Lorsqu’elles quittèrent la tente, Martinelle y rentra pour les derniers préparatifs. Elle‑même portait une robe à paniers de son pays, surmontée d’épaulettes métalliques plus caractéristiques d’une clanneresse. Brouiller les codes et mélanger les styles, telle était sa politique.
Alors qu’elle recentrait le jabot de dentelle qui pendait sur le poitrail d’Hori, elle pesta :
« Cessez de gigoter !
— Je ressemble à un clown orgélien, se plaignit‑il en rougissant. C’est trop serré au niveau de ma… de mes épaules.
— De votre bosse, vous voulez dire ? Faites‑moi un peu confiance… Avec cette coupe large, on n’y voit que du feu. Un grand gaillard costaud comme vous se doit d’être élégant.

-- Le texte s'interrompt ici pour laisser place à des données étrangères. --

PR #2614, opened 2021-04-15
About Page Analytics

weerd:
### What's this PR do?

This pull request adds analytics tracking for the About Page.

👀  it's all pretty straight-forward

Bon ! Les cheveux, maintenant. »
Il se retourna en soupirant, et la laissa attacher ses nattes noires sur le dessus du crâne pour dégager sa nuque. Elle‑même avait gardé le voile, mais l’avait réattaché à la manière d’un foulard pour réhausser sa coiffure.

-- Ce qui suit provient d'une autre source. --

PR #2617, opened 2021-04-15
Homepage Member Benefits Update

weerd:
### What's this PR do?

This pull request updates the Homepage and switches out the content in the Newsletter section and replaces it with content for Member Benefits!

👀 

https://user-images.githubusercontent.com/105849/114947456-31b23400-9e1b-11eb-9b1c-4da809a9bff9.mp4

I took this opportunity to add comments as sections headers to better navigate the long file of code. Also updated all the existing waypoints to utilize the same utility classes trick, positioning them `absolute`-ly, `relative` to the parent `section` container. Good times 🕺 

With the new pages currently in production to replace the old Instapage pages, most of the newsletter links in the Newsletter section on the homepage no longer apply. Thus this update replaces that old content with new content in that section and links to the new pages.

### Relevant tickets

References [Pivotal #177512175](https://www.pivotaltracker.com/story/show/177512175).

### Checklist


resources/assets/components/pages/HomePage/HomePage.js
```diff
@@ -152,8 +152,12 @@ const HomePageTemplate = ({
...
       <main>
         <article data-test="home-page">
-          <header role="banner" className="bg-white">
-            <AnalyticsWaypoint name="impact_section_top" />
+          {/* Page Header */}
+          <header role="banner" className="bg-white relative">
+            <AnalyticsWaypoint
+              className="absolute top-0 w-full"
+              name="impact_section_top"
+            />
```
DFurnes, line 160: Non-blocking: it could be handy to make an `align="top"` or boolean `top` prop that applies these classes for us, so we don't need to remember which combination to use, e.g:

```jsx
<AnalyticsWaypoint name="impact_section_top" align="top" />
```

resources/assets/components/pages/HomePage/HomePage.js
```diff
@@ -285,85 +296,117 @@ const HomePageTemplate = ({
...
+                    &:hover {
+                      text-decoration-color: ${tailwind('colors.teal.500')};
+                    }
+                  `}
+                  href="/authorize"
+                >
+                  create an account
+                </a>{' '}
+                to officially join our community and gain access to these
+                benefits.
```
weerd, line 349: This is a little odd, formatting-wise, but it all seems to work fine. It's a bit of a custom style for links on purple background. Could be we see this more elsewhere and maybe turn it into a link component of sorts so it makes it more readable and there's less potential from deviation in customization.

resources/assets/components/pages/HomePage/HomePage.js
```diff
@@ -285,85 +296,117 @@ const HomePageTemplate = ({
...
+                >
+                  campaign
+                </a>{' '}
+                or{' '}
+                <a
+                  className="font-normal text-white hover:text-white underline"
+                  css={css`
+                    &:hover {
+                      text-decoration-color: ${tailwind('colors.teal.500')};
+                    }
```
DFurnes, line 342: I wonder if we should make a [plugin](https://tailwindcss.com/docs/adding-new-utilities#using-a-plugin) to allow us to write this as `hover:text-decoration-color-teal-500`?

DFurnes: Also wondering if we want to make a class or component for this, since it seems like a common pattern?

DFurnes (approved):
Looks good!!

resources/assets/components/pages/HomePage/HomePage.js
weerd: oh! Love this idea! 💡 I'll pop a new PR in with this suggestion!

resources/assets/components/pages/HomePage/HomePage.js
weerd: Ya, [same thought](https://github.com/DoSomething/phoenix-next/pull/2617#discussion_r615051124)!

resources/assets/components/pages/HomePage/HomePage.js
```diff
@@ -285,85 +296,117 @@ const HomePageTemplate = ({
...
+                  <BenefitItem
+                    content="Find news, inspiring stories, and how-to guides for impacting your community."
+                    title="Content"
+                    image={MemberBenefitsImages.Content}
                     link={{
-                      copy: 'Get Inspired',
-                      url:
-                        'https://join.dosomething.org/#page-block-85qyo7ii8fh',
+                      copy: 'Read More',
+                      url: 'https://join.dosomething.org',
```
weerd, line 396: I'll update this once the Article page is launched!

Elle se rendait compte qu’elle touchait désormais son fiancé sans ménagement. Qu’aurait‑elle ressenti, s’il s’était permis les mêmes libertés sur sa personne ? Depuis qu’elle l’avait vu se battre nu sur les abords de la Lymphide, son corps ne lui inspirait nulle peur. Elle voyait d’ailleurs qu’il n’appréciait guère de se montrer apprêté devant elle. Se serait‑il exposé dans le plus simple appareil qu’il n’aurait pas moins rougi ! Cette excentricité l’exaspéra :
« Pourriez‑vous au moins éviter de grimacer lorsque je vous approche ? Nous allons partager le même lit, au moins une fois. Si la Cour constate entre nous le moindre inconfort…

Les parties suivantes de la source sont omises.